Records for processing below:

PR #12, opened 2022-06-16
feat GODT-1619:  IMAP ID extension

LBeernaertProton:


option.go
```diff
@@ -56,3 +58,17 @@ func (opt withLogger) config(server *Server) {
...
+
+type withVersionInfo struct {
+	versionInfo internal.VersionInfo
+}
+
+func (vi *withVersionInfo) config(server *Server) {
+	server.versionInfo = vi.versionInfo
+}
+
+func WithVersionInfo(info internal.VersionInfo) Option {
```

End of Records for processing.

Print every entry exactly as it appears.

**Result of the task**:
PR #12, opened 2022-06-16
feat GODT-1619:  IMAP ID extension

LBeernaertProton:


option.go
```diff
@@ -56,3 +58,17 @@ func (opt withLogger) config(server *Server) {
...
+
+type withVersionInfo struct {
+	versionInfo internal.VersionInfo
+}
+
+func (vi *withVersionInfo) config(server *Server) {
+	server.versionInfo = vi.versionInfo
+}
+
+func WithVersionInfo(info internal.VersionInfo) Option {
```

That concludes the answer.